Use properties of logarithms to rewrite the given expression as the logarithm of a single quantity, then enter that single quantity in the answer box to complete the expression.
\[
\frac{1}{4} \log (x)-5 \log (y)-3 \log (z)
\]
Answer
Finally, we simplify the expression inside the logarithm to get the final answer. The expression \(\frac{x^{\frac{1}{4}}}{y^5 z^3}\) simplifies to \(\boxed{\frac{\sqrt[4]{x}}{y^5 z^3}}\).

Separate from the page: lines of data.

PR #3542, opened 2024-12-04
Add kserve raw feature flag

emilys314:
https://issues.redhat.com/browse/RHOAIENG-16488

## Description

Adds `disableKServeRaw` feature flag. defaulted to true for now

## Request review criteria:

If you have UI changes: 

### DIFF
--- a/backend/src/types.ts
+++ b/backend/src/types.ts
@@ -34,6 +34,7 @@ export type DashboardConfig = K8sResourceCommon & {
       disableKServe: boolean;
       disableKServeAuth: boolean;
       disableKServeMetrics: boolean;
+      disableKServeRaw: boolean;
       disableModelMesh: boolean;
       disableAcceleratorProfiles: boolean;
       disableDistributedWorkloads: boolean;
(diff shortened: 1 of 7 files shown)


manifests/rhoai/shared/odhdashboardconfig/odhdashboardconfig.yaml
```diff
@@ -25,6 +25,7 @@ spec:
     disableKServe: false
     disableKServeAuth: false
     disableKServeMetrics: false
+    disableKServeRaw: true
```
christianvogt, line 28: We should not be adding feature flags to our custom resource definition or config any more until it is ready for release.
The rest of the code can stay and you can toggle the feature flag using the dev feature flags.

emilys314: Thanks, I removed it, should i remove it from `manifests/common/crd/odhdashboardconfigs.opendatahub.io.crd.yaml` as well?

christianvogt: @emilys314 good question. I'm inclined to say remove it. 

The reason I say this is because in general there's potential for a feature flag to change over the course of development and we don't want to release a flag early that will change or give the customer an ability to disable and then when we do release the feature, they won't get the new default.

PR #9449, opened 2026-08-21
feat(RHOAIENG-79808): lock NIM model location and image when editing deployments

YuliaKrimerman:
https://issues.redhat.com/browse/RHOAIENG-79808

## Description

Prevents risky cross-platform edits in the deployment wizard by locking NIM-specific fields when editing existing deployments.

**Non-NIM deployments (KServe InferenceService / NIMService with S3, URI, OCI, PVC, or existing connection):**
- Hide **NVIDIA NIM** from the model location dropdown on edit
- Other model location options remain available (users can still switch between non-NIM locations)

**NIM deployments (legacy NIM-on-KServe and operator NIMService):**
- Disable the entire **Model location** dropdown when location is NVIDIA NIM, with a hover tooltip explaining why
- Lock **NIM image** selection on edit when a valid catalog image is present (matches legacy `ManageNIMServingModal` behavior)
- Allow re-selecting a NIM image when repository/tag is missing or the saved image is not found in the catalog (avoids invalid form state)

**Other changes:**
- Pass `isEditing` into `GenericFieldRenderer` on the model source step so `NIMImageField` receives edit mode (previously only model type did)
- Extract pure helpers: `isEditingNimModelLocation`, `shouldHideNimModelLocationOption`, `isNIMImageSelectionLocked`

**Files touched:**
- `packages/model-serving/src/components/deploymentWizard/fields/ModelLocationSelectField.tsx`
- `packages/model-serving/src/components/deploymentWizard/steps/ModelSourceStep.tsx`
- `packages/model-serving/src/components/deploymentWizard/utils.ts`
- `packages/nim-serving/src/pages/deploymentWizard/fields/NIMImageField.tsx`
- Unit tests + Cypress mock test updates

## How Has This Been Tested?

**Automated:**
- `npm run test-unit` in `packages/model-serving` — `ModelLocationSelectField.test.tsx`, `modelLocationEditUtils.spec.ts` (37 tests)
- `npm run test-unit` in `packages/nim-serving` — `NIMImageField.spec.tsx`, `isNIMImageSelectionLocked.spec.ts` (16 tests)
- Lint and type-check on changed files

**Manual (planned / in progress on `emily2` cluster):**

https://github.com/user-attachments/assets/e6918365-6fee-4a45-b20b-8ff6640c586c
Screenshot 2026-08-21 at 2 34 15 PM

1. Edit **fraud zip** (non-NIM, URI) → confirm NVIDIA NIM is hidden from model location; other locations still switchable
2. Edit **nim wizard** (NIM-on-KServe) → confirm model location dropdown is disabled with tooltip; NIM image is locked when catalog image is found
3. Edit a NIM deployment with missing/not-found image → confirm image selector stays enabled
4. **Deploy model** (create flow) → confirm NVIDIA NIM still appears and works on new deployments

## Test Impact

**Added:**
- `packages/model-serving/src/components/deploymentWizard/__tests__/modelLocationEditUtils.spec.ts`
- `packages/nim-serving/src/pages/deploymentWizard/fields/__tests__/isNIMImageSelectionLocked.spec.ts`

**Updated:**
- `packages/model-serving/src/components/deploymentWizard/fields/__tests__/ModelLocationSelectField.test.tsx` — edit-mode location restrictions
- `packages/nim-serving/src/pages/deploymentWizard/fields/__tests__/NIMImageField.spec.tsx` — locked vs unlocked image selection on edit
- `packages/model-serving/cypress/tests/mocked/modelServing/modelServingNim.cy.ts` — asserts disabled model location and no clear button on locked NIM image

## Request review criteria:

If you have UI changes:

## Summary by CodeRabbit

* **New Features**
  * Improved deployment editing controls for model locations.
  * Prevented changing or clearing the selected NIM image when it is unavailable or locked.
  * Added explanatory tooltips for disabled model-location controls.
  * Hid incompatible model-location options while editing deployments.

* **Bug Fixes**
  * Improved disabled-state behavior for selection fields, including hiding unavailable clear actions.
  * Preserved valid image selections when catalog data is incomplete or still loading.


mturley (changes requested):
Found a bug: In the "image not found" warning case, the field is not disabled (as intended):

Image

However, in that case (image not found, field enabled) if I choose a different image, the field reverts to disabled:

Image

I would expect that when we're in the "image doesn't exist and I'm letting you choose a new one" state, the field remains enabled until you submit the wizard.

Also, not a blocker, but one thing I notice is that the disabled NIM image dropdown has its text in the regular black color and not the faded disabled style color (you can see that above). Reviewing the code I don't see why that would happen, we could ignore for now.

packages/model-serving/src/components/deploymentWizard/fields/ModelLocationSelectField.tsx
```diff
@@ -28,13 +29,17 @@ import { hasOnlyExtensionFields, ModelLocationInputFields } from './ModelLocatio
...
+import { isEditingNimModelLocation, shouldHideNimModelLocationOption } from '../utils';
 import {
   isModelLocationType,
   ModelLocationData,
   ModelLocationType,
 } from '../../../shared/types/form-data';
 import { UseModelDeploymentWizardState } from '../useDeploymentWizard';
 
+const NIM_EDIT_LOCATION_DISABLED_TOOLTIP =
+  'Model location cannot be changed when editing an NVIDIA NIM deployment.';
```
emilys314: We shouldn't have NIM specific code in /model-serving

packages/model-serving/src/components/deploymentWizard/fields/ModelLocationSelectField.tsx
```diff
@@ -157,7 +191,7 @@ export const ModelLocationSelectField: React.FC<ModelLocationSelectFieldProps> =
     if (uriConnectionTypes.length > 0 || hasURISelected) {
       options.push({ key: uriOption.key, label: uriOption.label });
     }
-    if (isNimWizardEnabled) {
+    if (isNimWizardEnabled && !hiddenLocationKeys.has(NIMModelLocationOption.key)) {
```
mturley, line 194: Interesting: pre-existing, so out of scope for this PR, but I wonder if the `isNimWizardEnabled` code should also not exist here, which would require us to add some kind of extension that can conditionally add location type options. The hiddenLocationKeys solution via modelLocationOverrides seems like it could maybe be unnecessary if the extension that provides the option can have internal logic for hiding it, although I’m not certain how clean that can be. If we extract that to a tech debt ticket we should have that ticket’s scope include reevaluating whether the new ModelLocationFieldOverride is necessary after that refactor.

I’m curious about @emilys314’s thoughts on this one.

packages/model-serving/src/components/deploymentWizard/fields/__tests__/ModelLocationSelectField.test.tsx
```diff
@@ -12,10 +12,26 @@ import type {
...
+
+const nimModelLocationOverride: ModelLocationFieldOverride = {
+  id: 'modelLocation',
+  type: 'modifier',
+  isActive: () => true,
+  locationKey: NIMModelLocationOption.key,
+  disableWhenEditing: true,
+  disabledTooltip: 'Model location cannot be changed when editing an NVIDIA NIM deployment.',
+  hideOptionWhenEditingOtherLocation: true,
+};
```
emilys314: Duplicating and recreating the extension object inside the test means your not testing the actual one. If the real one changes, this will be out of sync

packages/model-serving/src/components/deploymentWizard/fields/ModelLocationSelectField.tsx
emilys314: +1 I'm not a fan of the Override, those are more of a last resort and just force an extension for a specific use case. Although it may be a necessary evil here? (I haven't dug too deep though)

There are some tech debt tickets to look into refactoring the model location as whole. to enable stuff like this. This field desperately needs updating

packages/nim-serving/src/pages/deploymentWizard/fields/NIMImageField.tsx
```diff
@@ -168,19 +181,34 @@ const NIMImageFieldComponent: React.FC<NIMImageFieldComponentProps> = ({
     [images, value],
   );
 
+  const [isReselectionUnlocked, setIsReselectionUnlocked] = React.useState(false);
+  React.useEffect(() => {
+    if (isEditing && existingOptionNotFound && externalData?.loaded && images.length > 0) {
+      setIsReselectionUnlocked(true);
+    }
+  }, [isEditing, existingOptionNotFound, externalData?.loaded, images.length]);
```
emilys314: Is there a way to not have a useEffect?

emilys314 (commented):
I haven't tested it yet

packages/model-serving/src/components/deploymentWizard/fields/ModelLocationSelectField.tsx
YuliaKrimerman: Agree this is interim. ModelLocationFieldOverride mirrors NIMModelTypeOverride until the broader model-location refactor (separate tech debt).

packages/model-serving/cypress/tests/mocked/modelServing/modelServingNim.cy.ts
```diff
@@ -428,11 +428,14 @@ describe('NIM Models Deployments', () => {
...
       .findModelLocationSelect()
-      .should('contain.text', ModelLocationSelectOption.NIM);
+      .should('contain.text', ModelLocationSelectOption.NIM)
+      .find('button')
+      .should('be.disabled');
     modelServingWizardEdit.nim
       .findImageSelect()
       .find('input')
       .should('have.value', 'Snowflake Arctic Embed Large Embedding - 1.0.1');
+    modelServingWizardEdit.nim.findImageSelect().find('[aria-label="Clear input value"]').should('not.exist');
```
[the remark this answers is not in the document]
mturley: This seems acceptable. PatternFly controls the disabled state and only shows the clear control when the field is enabled.

packages/model-serving/src/components/deploymentWizard/fields/__tests__/ModelLocationSelectField.test.tsx
```diff
@@ -256,6 +264,15 @@ const mockAreaStatus = (status: boolean): IsAreaAvailableStatus => ({
...
 const mockPvcs: PersistentVolumeClaimKind[] = [];
+const NIMModelLocationOverride: ModelLocationFieldOverride = {
+  id: 'modelLocation',
+  type: 'modifier' as const,
+  isActive: () => true,
+  locationKey: NIMModelLocationKey,
+  disableWhenEditing: true,
+  disabledTooltip: 'Model location cannot be changed when editing an NVIDIA NIM deployment.',
+  hideOptionWhenEditingOtherLocation: true,
+};
```
mturley, line 275: @YuliaKrimerman this test still recreates the extension object instead of using the real one, I think we could just not mock `useWizardFieldOverrides`. If we have to mock that we could import the real extension object to use here as the mock return value maybe?

mturley (changes requested):
Looks like a coderabbit comment about keyboard accessibility might be accurate, and a +1 to one of Emily’s earlier comments here. Testing it

packages/model-serving/src/components/deploymentWizard/fields/__tests__/ModelLocationSelectField.test.tsx
mturley: As discussed, this is challenging from a circular-dependency perspective and the test contract is really the relevant properties of the extension. We could follow up to move the test to the nim-serving package or add a cypress test if we need to make sure we’re testing the real extension.

mturley (approved):
Tested again, working well, changes look good

/approve
/lgtm

@YuliaKrimerman to open a small followup issue about extension test coverage

packages/model-serving/src/components/deploymentWizard/fields/__tests__/ModelLocationSelectField.test.tsx
YuliaKrimerman: Opened a small follow up ticket for that https://redhat.atlassian.net/browse/RHOAIENG-89397

PR #9477, opened 2026-08-25
Move deployment extension to model-serving

ppadti:
Closes: https://redhat.atlassian.net/browse/RHOAIENG-83823

## Description
This PR aims to move deployment extension used in model catalog is moving to model-serving.

## How Has This Been Tested?
Run the application and try to deploy a model from model catalog and make sure it works the way it is.

## Test Impact
NA 

## Request review criteria:

If you have UI changes: 

## Summary by CodeRabbit

* **New Features**
  * Added a model catalog deployment action that integrates with the deployment wizard.
  * Deployment controls now reflect available serving platforms and KServe requirements.
  * Added informative tooltips when deployment is unavailable, loading, or requires administrator configuration.

* **Bug Fixes**
  * Prevented deployment actions from being activated when required serving capabilities are unavailable.

* **Tests**
  * Added coverage for enabled and disabled deployment states across supported platform configurations.


ppadti:
Need to test after resolving the merge conflict, both of the green cluster are not working. Once I have the cluster will test and update this branch

packages/model-registry/upstream/frontend/src/odh/hooks/useCatalogDeployPrefillData.ts
```diff
@@ -0,0 +1,55 @@
...
+    return {
+      modelName: model.name,
+      modelUri: uri,
+      returnRouteValue: '/ai-hub/models/deployments/',
+      cancelReturnRouteValue: cancelReturnRoute,
+      wizardStartIndex: 1,
+      prefillAlertText: `The ${model.name} model details have been imported from the model catalog.`,
+      ...getValidatedConfigurationsForModel(model, isToolCallingEnabled),
+    };
+  }, [model, uri, cancelReturnRoute, isToolCallingEnabled]);
```
Philip-Carneiro: The `deployPrefill` object does not include the `catalogModelId` field. The old deleted component (`CatalogDeployAction.tsx`) computed:
```typescript
catalogModelId: [decodedParams.sourceId || model.source_id, model.name]
  .filter(Boolean)
  .join('/'),
```
**Impact**:
1. **Validated configurations section breaks** — `deployWizardTracking.ts:110` requires `Boolean(navState.catalogModelId)` to show the validated arguments section. Without it, users deploying from catalog lose access to validated configurations.
2. **Analytics tracking corrupted** — `deployWizardTracking.ts:91` only returns entry point `'model_details'` when `navState.fromCatalog && navState.catalogModelId`. Without it, falls back to wrong entry point in analytics.

The hook **has access** to both `sourceId` (param line 19) and `model.source_id` (param line 15) but doesn't use them.

The type `DeployPrefillData.catalogModelId` is optional, so TypeScript doesn't catch this regression. The downstream consumers (`useNavigateToDeploymentWizardWithData.ts:86`, `deployWizardTracking.ts:91,110`) read this field and fail silently when it's undefined.

packages/model-serving/modelRegistry/getDeployButtonState.ts
```diff
@@ -0,0 +1,29 @@
+const DEPLOY_BUTTON_TOOLTIP = {
+  ENABLE_SINGLE_MODEL_SERVING:
+    'To deploy this model, an administrator must first enable single-model serving in the cluster settings.',
+  ENABLE_MODEL_SERVING_PLATFORM:
+    'To enable model serving, an administrator must first select a model serving platform in the cluster settings.',
+};
+
```
Philip-Carneiro, line 2: I see duplication of this in 3 different places.
`frontend/src/pages/modelServing/screens/const.ts`
`packages/model-registry/upstream/frontend/src/odh/const.ts`

Should be a good idea to extract it form all these places and re-use?

packages/model-serving/modelRegistry/getDeployButtonState.ts
```diff
@@ -0,0 +1,29 @@
...
+    return {
+      enabled: false,
+      tooltip: DEPLOY_BUTTON_TOOLTIP.ENABLE_SINGLE_MODEL_SERVING,
+    };
+  }
+
+  return {
+    enabled: true,
+  };
+};
```
Philip-Carneiro, line 24: This entire block is duplicated as well 
`packages/model-registry/upstream/frontend/src/odh/utils.ts`

Philip-Carneiro (changes requested):
Have some points I added here, but should we add unit test to cover these 3 new files? Because atm there is no testing to it.

**Files**:
- `packages/model-serving/modelRegistry/getDeployButtonState.ts`
- `packages/model-registry/upstream/frontend/src/odh/hooks/useCatalogDeployPrefillData.ts`
- `packages/model-serving/modelCatalog/CatalogDeployAction.tsx`

ppadti:
> Have some points I added here, but should we add unit test to cover these 3 new files? Because atm there is no testing to it.
> 
> **Files**:
> 
> * `packages/model-serving/modelRegistry/getDeployButtonState.ts`
> * `packages/model-registry/upstream/frontend/src/odh/hooks/useCatalogDeployPrefillData.ts`
> * `packages/model-serving/modelCatalog/CatalogDeployAction.tsx`

will add tests for `packages/model-serving/modelRegistry/getDeployButtonState.ts` and  `packages/model-registry/upstream/frontend/src/odh/hooks/useCatalogDeployPrefillData.ts` - we should not add unit test for the component file- those will be covered in cypress

packages/model-serving/modelRegistry/getDeployButtonState.ts
ppadti: yeah, that is expected. The getDeployButtonState in utils folder will be moved/reused in [another issue](https://redhat.atlassian.net/browse/RHOAIENG-84796).

packages/model-serving/modelRegistry/getDeployButtonState.ts
ppadti: updated model-serving packages, for the model-registry package we have anther issue which would also move this to model-serving package

ppadti:
I have to test this PR on jenkins - so do not merge this until then. I will run a test as soon as I get lgtm

Philip-Carneiro:
/lgtm
/approve

The process of deployment of the model is ok.

ppadti:
Tested this on jenkins, id: 2611 - the one failing test is unrelated, caused due conflict in sync - created [a task](https://redhat.atlassian.net/browse/RHOAIENG-90203) to resolve that.

packages/model-serving/modelCatalog/CatalogDeployAction.tsx
```diff
@@ -0,0 +1,60 @@
+import React from 'react';
+import { Button, ButtonVariant, Tooltip } from '@patternfly/react-core';
+import type { CatalogDeployActionComponentProps } from '@odh-dashboard/model-registry/shared';
```
mturley: This component now imports `@odh-dashboard/model-registry/shared`, but `@odh-dashboard/model-serving/package.json` does not declare `@odh-dashboard/model-registry`. Since model-registry already depends on model-serving, this creates a circular package dependency (even though the import is type-only). Could `CatalogDeployActionComponentProps` also be moved to the model-serving package? Its name implies that it belongs with the component itself. It could also have a more generic name though.

mturley (commented):
One small concern. Not a blocker because it doesn’t seem to break the build.

mturley (approved):
Tested against psi-16. Looks good. Failing e2e test seems unrelated.

/approve
/lgtm

PR #9479, opened 2026-08-25
fix(notebooks): enable TLS for standalone notebooks-ui module federation

harshad16:
Add OpenShift serving-cert wiring in standalone manifests and set module-federation tls: true. BFF TLS support lives in opendatahub-io/workbenches (fix/backend-tls-federation) and will be synced via the notebooks subtree.

## Description

JIRA: https://redhat.atlassian.net/browse/RHOAIENG-88028

On fresh RHOAI installs, the notebooks plugin fails to load via module federation because the operator sets tls: true for the notebooks entry in federation-config, but notebooks-ui was deployed to serve HTTP only. rhods-dashboard logs show:

ERR_SSL_PACKET_LENGTH_TOO_LONG
Module federation service 'notebooks' is unavailable
This PR adds the dashboard-side TLS wiring for the standalone notebooks module, aligned with gen-ai/maas/mlflow manifests. No changes under packages/notebooks/upstream/ — BFF TLS is implemented in [opendatahub-io/workbenches](https://github.com/opendatahub-io/workbenches) and will arrive via subtree sync.

Depends-on: https://github.com/opendatahub-io/workbenches/pull/25

## How Has This Been Tested?

Prerequisites: workbenches TLS PR merged + notebooks-ui image built with TLS BFF support.

- Deploy/reconcile dashboard with this PR’s manifests.
- Confirm OpenShift creates notebooks-proxy-tls secret for odh-dashboard-notebooks-ui Service.
- Confirm notebooks-ui pod is Ready (HTTPS probes on /api/v1/healthcheck).
- Check rhods-dashboard logs — no ERR_SSL_PACKET_LENGTH_TOO_LONG for /_mf/notebooks/remoteEntry.js.
- Hard-refresh browser — Workspaces / Workspace Kinds visible under AI Hub when workbenchesV2: true.
- Confirm no manual federation-config patch is required (notebooks.tls stays true).

## Test Impact

Manifest-only change plus package.json federation metadata. No new unit tests. Validation is cluster/integration testing with the updated notebooks-ui image.

## Request review criteria:

If you have UI changes: 

## Summary by CodeRabbit

* **New Features**
  * Enabled HTTPS for the notebooks interface.
  * Added automatic TLS certificate provisioning and secure service configuration.
  * Updated health checks to verify HTTPS availability.
  * Enabled TLS in the notebooks module-federation setup.

### DIFF
--- a/manifests/modules/notebooks/deployment.yaml
+++ b/manifests/modules/notebooks/deployment.yaml
@@ -59,6 +59,23 @@ spec:
                   items:
                     - key: service-ca.crt
                       path: service-ca.crt
+        - name: proxy-tls
+          secret:
+            secretName: notebooks-proxy-tls
+        - name: odh-trusted-ca-cert
+          configMap:
+            name: odh-trusted-ca-bundle
+            optional: true
+            items:
+              - key: ca-bundle.crt
+                path: odh-trusted-ca-bundle.crt
+        - name: odh-ca-cert
+          configMap:
+            name: odh-trusted-ca-bundle
+            optional: true
+            items:
+              - key: odh-ca-bundle.crt
+                path: odh-ca-bundle.crt
       containers:
         - name: notebooks-ui
           image: notebooks-ui-image
@@ -67,7 +84,7 @@ spec:
             httpGet:
               path: /api/v1/healthcheck
               port: 9043
-              scheme: HTTP
+              scheme: HTTPS
             initialDelaySeconds: 30
             timeoutSeconds: 15
             periodSeconds: 30
@@ -77,7 +94,7 @@ spec:
             httpGet:
               path: /api/v1/healthcheck
               port: 9043
-              scheme: HTTP
+              scheme: HTTPS
             initialDelaySeconds: 15
             timeoutSeconds: 15
             periodSeconds: 30
@@ -98,12 +115,33 @@ spec:
           volumeMounts:
             - name: tmp
               mountPath: /tmp
+            - name: proxy-tls
+              mountPath: /etc/tls/private
+              readOnly: true
+            - name: odh-trusted-ca-cert
+              mountPath: /etc/pki/tls/certs/odh-trusted-ca-bundle.crt
+              subPath: odh-trusted-ca-bundle.crt
+              readOnly: true
+            - name: odh-trusted-ca-cert
+              mountPath: /etc/ssl/certs/odh-trusted-ca-bundle.crt
+              subPath: odh-trusted-ca-bundle.crt
+              readOnly: true
+            - name: odh-ca-cert
+              mountPath: /etc/pki/tls/certs/odh-ca-bundle.crt
+              subPath: odh-ca-bundle.crt
+              readOnly: true
+            - name: odh-ca-cert
+              mountPath: /etc/ssl/certs/odh-ca-bundle.crt
+              subPath: odh-ca-bundle.crt
+              readOnly: true
             - name: modules-sa-token
               mountPath: /var/run/secrets/kubernetes.io/serviceaccount
               readOnly: true
-          env:
-            - name: PORT
-              value: "9043"
+          args:
+            - '--port=9043'
+            - '--cert-file=/etc/tls/private/tls.crt'
+            - '--key-file=/etc/tls/private/tls.key'
+            - '--static-assets-dir=/static'
           securityContext:
             allowPrivilegeEscalation: false
             runAsNonRoot: true
--- a/manifests/modules/notebooks/service.yaml
+++ b/manifests/modules/notebooks/service.yaml
@@ -2,6 +2,9 @@ apiVersion: v1
 kind: Service
 metadata:
   name: odh-dashboard-notebooks-ui
+  annotations:
+    service.beta.openshift.io/serving-cert-secret-name: notebooks-proxy-tls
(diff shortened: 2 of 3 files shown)


manifests/modules/notebooks/deployment.yaml
```diff
@@ -98,12 +115,33 @@ spec:
...
+              subPath: odh-trusted-ca-bundle.crt
+              readOnly: true
+            - name: odh-ca-cert
+              mountPath: /etc/pki/tls/certs/odh-ca-bundle.crt
+              subPath: odh-ca-bundle.crt
+              readOnly: true
+            - name: odh-ca-cert
+              mountPath: /etc/ssl/certs/odh-ca-bundle.crt
+              subPath: odh-ca-bundle.crt
+              readOnly: true
```
andyatmiami, line 136: Why do we mount the same thing in 2 different places?

manifests/modules/notebooks/deployment.yaml
```diff
@@ -98,12 +115,33 @@ spec:
...
             - name: modules-sa-token
               mountPath: /var/run/secrets/kubernetes.io/serviceaccount
               readOnly: true
-          env:
-            - name: PORT
-              value: "9043"
+          args:
+            - '--port=9043'
+            - '--cert-file=/etc/tls/private/tls.crt'
+            - '--key-file=/etc/tls/private/tls.key'
```
andyatmiami, line 143: Given we mark the configMap-backed volumes as `optional` ... that means we don't get application startup on their presence, right?

Which means the golang server could potentially start **BEFORE** these files exist? Meaning we'd likely need to hav some type of wait loop before configuring the server?  otherwise `optional: true` doesn't really buy us much other than a different race condition during application server startup?

manifests/modules/notebooks/service.yaml
```diff
@@ -2,6 +2,9 @@ apiVersion: v1
 kind: Service
 metadata:
   name: odh-dashboard-notebooks-ui
+  annotations:
+    service.beta.openshift.io/serving-cert-secret-name: notebooks-proxy-tls
+    service.beta.kubernetes.io/backend-protocol: HTTPS
```
andyatmiami, line 7: Just out of curiosity (i have no idea!) - do we really need to set `backend-protocol` if we are defining `serving-cert-secret-name` ? seems kinda redundant 🤔

manifests/modules/notebooks/deployment.yaml
```diff
@@ -59,6 +59,23 @@ spec:
                   items:
                     - key: service-ca.crt
                       path: service-ca.crt
+        - name: proxy-tls
+          secret:
+            secretName: notebooks-proxy-tls
```
andyatmiami, line 64: where does this come from? did it already exist? just confused (personally) since it seemed like the original state of code before this PR was "no TLS" - so not sure how/why we had a tls-secret beforehand then...

andyatmiami (commented):
Nothing concerning that could/would prevent moving forward with this PR - but I have some questions as I just don't understand the motivation behind some of the changes (even though I don't really have an issue with the changes themselves).

manifests/modules/notebooks/deployment.yaml
harshad16: Great question, 
i believe this is becauses different package find crt on different path.
Took inspiration from: https://github.com/opendatahub-io/odh-dashboard/blob/main/manifests/modules/maas/deployment.yaml#L118-L135

manifests/modules/notebooks/deployment.yaml
harshad16: `Optional ` marker seems to be standard practice in modules 
we would like the server not to break on TLS, and atleast start serving with error, instead of stopping it
took inspiration from here: https://github.com/opendatahub-io/odh-dashboard/blob/main/manifests/modules/maas/deployment.yaml#L65-L78

manifests/modules/notebooks/deployment.yaml
harshad16: The annotation `service.beta.openshift.io/serving-cert-secret-name: notebooks-proxy-tls`, based on that built-in openshift Service CA operator get the secret created with tls certs.

manifests/modules/notebooks/service.yaml
harshad16: Took inspiration from here: https://github.com/opendatahub-io/odh-dashboard/blob/main/manifests/modules/maas/service.yaml#L6-L7

seems like both functions differently 
1. for creating cert secret
2. sharing with load-balancer the mode to function in.

manifests/modules/notebooks/deployment.yaml
andyatmiami: whoops, i'm sorry.. i got my volume mounts confused...

i was thinking 

```
--cert-file=/etc/tls/private/tls.crt
--key-file=/etc/tls/private/tls.key
```

came from one of the `optional`  voiumes - but that is **NOT THE CASE**

so, yeah, we might get handshake errors if CA stores not set up (yet)... but that seems a reasonable "eventual consistency" pattern..

the files we pass in **as config** to the server **will exist**

andyatmiami (approved):
/lgtm
/approve

---

changes seem rationale/justified/correct... and follow patterns from components stable/mature in production

very happy with responses provided by @harshad16 to my original areas of uncertainty.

Step 1 :First, we apply the power rule of logarithms, which states that \(\log_b(m^n) = n \log_b(m)\), to the given expression. This gives us \(\log (x^{\frac{1}{4}})-\log (y^5)-\log (z^3)\).
Step 2 :Next, we apply the quotient rule of logarithms, which states that \(\log_b(m) - \log_b(n) = \log_b\left(\frac{m}{n}\right)\), to the expression. This gives us \(\log \left(\frac{x^{\frac{1}{4}}}{y^5 z^3}\right)\).
Step 3 :Finally, we simplify the expression inside the logarithm to get the final answer. The expression \(\frac{x^{\frac{1}{4}}}{y^5 z^3}\) simplifies to \(\boxed{\frac{\sqrt[4]{x}}{y^5 z^3}}\).